The next generation
Making a living here is not for the weak in body and spirit, speed and efficiency count for all and under this unforgiving humid sun. For most long hours and minimum wage with the boss on your back six days a week with just Sunday to catch your breath is the cruel reality. No streets paved with gold and no dreams.
The kids don’t fare much better, they have it hard too. The next generation is extremely important to all Chinese. Their kids are their raison d’etre and their education is a priority, second only to their physical well being.
It is great parents care so much about their kids, far better than neglect or abuse. The one child policy doesn’t extend to Hong Kong as it is a Special Administrative Area; Mainland China has got round the problem by explaining it is ‘One country but two systems’. I’m happy to confirm the golden goose is very much alive and kicking. But the Hong Kongers self regulate because they can barely afford the one child and in this modern age girls are just as precious as boys.
So they focus all their love and attention and expections on the only child. They hope and pray their kid will have a better life, not have to slave away in a soul destroying dead end job. And the only way is through education, education, education. Hence tuition centres are doing a thriving business and can be found in all crooks and crannies, even ten in a row in a shopping centre.
I do feel for the tremendous pressure to achieve and get top marks put on these kids from a very young age. Straight after a day’s school it’s off to the tuition centre for a couple of hours then back home with another few hours of homework to look forward to. Time just for dinner and a shower, bed and the same gruelling routine when you wake.
I do really feel for those who are not academic and will never get those A’s and be Number One in class ever, no matter how much tuition is rammed down their throat. Not all of us can be Einstein, Stephen Hawking or Fry.
All kids want to please their parents and they know how hard they work to pay for this extra education to give them a headstart. They know it is for their own good and the last thing they want is to let their mum and dad down. The last thing they want is to disappoint, so they try their best without a word of complaint and suffer shame and devastation when their average results come out.
In the three months I’ve been here, one thing cries out to me, kids don’t get to play much if ever here. Just as grown ups have no time to chill so the next generation doesn’t have the luxury to just play with no hidden agenda. I tried to convince this dad of the value of play, how kids learn more when they are relaxed and having fun.

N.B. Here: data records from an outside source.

PR #68, opened 2022-02-02
LS-27435: Prevent exception when response is nil

smithclay:
* Fixes fatal exception when response object is nil in http client retry logic. (cc @gdvalle)

```
Stack trace from the terraform-provider-lightstep_v1.51.3 plugin:

panic: runtime error: invalid memory address or nil pointer dereference
[signal SIGSEGV: segmentation violation code=0x1 addr=0x10 pc=0xb236e5]

goroutine 114 [running]:
github.com/lightstep/terraform-provider-lightstep/client.checkHTTPRetry(0xde00c8, 0xc000115ec0, 0x0, 0xdd1740, 0xc0008e8990, 0x0, 0x0, 0x1)
```

cc @bcronin @adil-sultan


gdvalle (approved):
Thanks, Clay!

PR #69, opened 2022-02-03
metric dashboards: Remove y-axis

kayousterhout:
The y-axis was optional and is being removed from Lightstep's
public API, so remove support for it here.

### DIFF
--- a/lightstep/resource_metric_dashboard.go
+++ b/lightstep/resource_metric_dashboard.go
@@ -64,23 +64,6 @@ func getChartSchema() map[string]*schema.Schema {
 			Type:     schema.TypeString,
 			Computed: true,
 		},
-		"y_axis": {
-			Type:     schema.TypeList,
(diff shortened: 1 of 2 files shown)


lightstep/resource_metric_dashboard.go
```diff
@@ -64,6 +64,8 @@ func getChartSchema() map[string]*schema.Schema {
 			Type:     schema.TypeString,
 			Computed: true,
 		},
+		// The y_axis is included here for backwards compatibility, but it's not used anywhere
+		// because it has been removed from Lightstep's public API.
```
smithclay, line 68: I'm thinking we can just remove from the schema and cut a new release version that's breaking (bump from 1.5 to 1.6) -- existing clients that haven't upgraded will still work (and will confirm in test).

kayousterhout:
Closing this PR because we decided not to change the public API

PR #73, opened 2022-02-18
Support API key as an attribute, not an environment variable name

dmathieu:
This adds an optional `api_key`, which allows specifying the API key value directly instead of having to rely on environment variables.
It is pretty common for terraform providers to be loaded with their attributes coming from a vault, and not have the values set as environment variables.

### DIFF
--- a/lightstep/provider.go
+++ b/lightstep/provider.go
@@ -3,17 +3,18 @@ package lightstep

He looked at me like I had just escaped from the mental hospital or an alien.
He told me he didn’t want to put so much pressure on them but the competition is stiff and furious. If you don’t keep up you’ll be left behind. True but I wonder what psychological damage is being done to the future generation; in a class of thirty or forty there can only be one Number One. There are cases of kids as young as nine committing suicide as the final way out. Instead of a highflier you end up with a dead kid.
Recently I read the news of a teenager who was arrested for murdering his father and older sister because they were putting too much pressure on him to study hard and do well! Either allow the pressure cooker to let off steam now and again or run the risk of it exploding in your face.

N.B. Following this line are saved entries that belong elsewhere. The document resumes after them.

PR #83, opened 2022-05-26
Update the provider to use new input windows from lightstep public api

lambcode:
What does this PR do?
- Add 'timeseries_operator_input_window_ms' to metric queries and (both dashboards and metric alerts)
- Add 'final_window_operation' to single metric queries and formula metric queries (both dashboards and metric alerts)
- Remove 'evaluation_criteria', 'evaluation_window', 'num_sec_per_point' from metric alert expression as these are will be removed from the lightstep public API shortly.

Testing:
- Acceptance tests for a simple metric alerts was modified to use input windows for both dashboards and metric alerts

R @lightstep/team-alerts-be 
CC @smithclay


smithclay:
One minor thing: could you also update the `docs` with changes to the provider? Gets automatically updated in the Terraform registry after a release.

Also, just to confirm: since we're removing attributes, this is a breaking change and we'll release as a new minor version (say, `v1.61.0`) vs a patch.

client/metric_conditions.go
```diff
@@ -44,20 +41,28 @@ type Thresholds struct {
...
 
 type MetricQuery struct {
-	Metric             string        `json:"metric"`
-	Filters            []LabelFilter `json:"filters,omitempty"`
-	TimeseriesOperator string        `json:"timeseries-operator"`
-	GroupBy            GroupBy       `json:"group-by,omitempty"`
+	Metric                          string                `json:"metric"`
+	Filters                         []LabelFilter         `json:"filters,omitempty"`
+	TimeseriesOperator              string                `json:"timeseries-operator"`
+	TimeseriesOperatorInputWindowMs *int                  `json:"timeseries-operator-input-window-ms,omitempty"`
```
ltyson, line 58: just curious: is the `omitempty` part necessary, or just trying to document the fact that this field is optional?

docs/index.md
```diff
@@ -6,27 +6,21 @@ description: |-
   
 ---
 
-# Lightstep Provider
+# lightstep Provider
```
ltyson, line 9: Were these changes intentional?

docs/resources/metric_condition.md
```diff
@@ -33,6 +33,7 @@ resource "lightstep_metric_condition" "beemo-requests" {
     metric              = "requests"
     query_name          = "a"
     timeseries_operator = "delta"
+    timeseries_operator_input_window_ms = 30000
```
ltyson, line 36: nit: align the values vertically (like the go formatter would do in code)

client/metric_conditions.go
lambcode: I don't think it is strictly necessary. If the public api get a request that looks like
```
...
"timeseries-operator": "min",
"timeseries-operator-input-window-ms", null,
...
```
I'm pretty sure that would be functionaly equivelant to
```
...
"timeseries-operator": "min",
...
```
I used the omitempty to match the other optional fields in these structs like `Filters`

docs/resources/metric_condition.md
```diff
@@ -55,44 +56,41 @@ resource "lightstep_metric_condition" "beemo-requests" {
...
-- **operand** (String)
-- **thresholds** (Block List, Min: 1, Max: 1) (see [below for nested schema](#nestedblock--expression--thresholds))
+- `operand` (String)
+- `thresholds` (Block List, Min: 1, Max: 1) (see [below for nested schema](#nestedblock--expression--thresholds))
 
 Optional:
 
-- **is_multi** (Boolean)
-- **is_no_data** (Boolean)
-- **num_sec_per_point** (Number)
```
ltyson, line 87: what did this field do?

docs/index.md
lambcode: Weird. Not intentional, but this was autogenerated by the `tfplugindocs` command.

The same dad wanted me to meet his kids and assess their competence in English. He warned me not to have too high an expectation especially from his daughter and complained she wasn’t at all motivated. Well it turns out her command was excellent for a ten year old who doesn’t hear English around her and never uses it outside of lessons. Not only could she understand most of what I was saying but respond. Occasionally she would speak in Chinese if she didn’t know how to say it in English but that is ok. She read a passage from one of the textbooks she would use for next year and could instantly translate it bar a couple of words. I pretended I needed her help in deciding which outlying island to take my daughter and she told me the advantages of each and even went to get a map to show me where they were. Now if that is not motivation then I don’t know what is.
When I told dad the good news, you’ll think he’d be overjoyed. Nope, not a chance. He just smiled and said ah but her classmates’ English are far better! Not only do I think his expectations of his offsprings are unrealistic but also of me, the potential tutor.
We may end up with a lot of nerds and smartypants but without imagination or creativity. They’ll certainly work hard but not play hard. Too high a price to pay for speed and efficiency?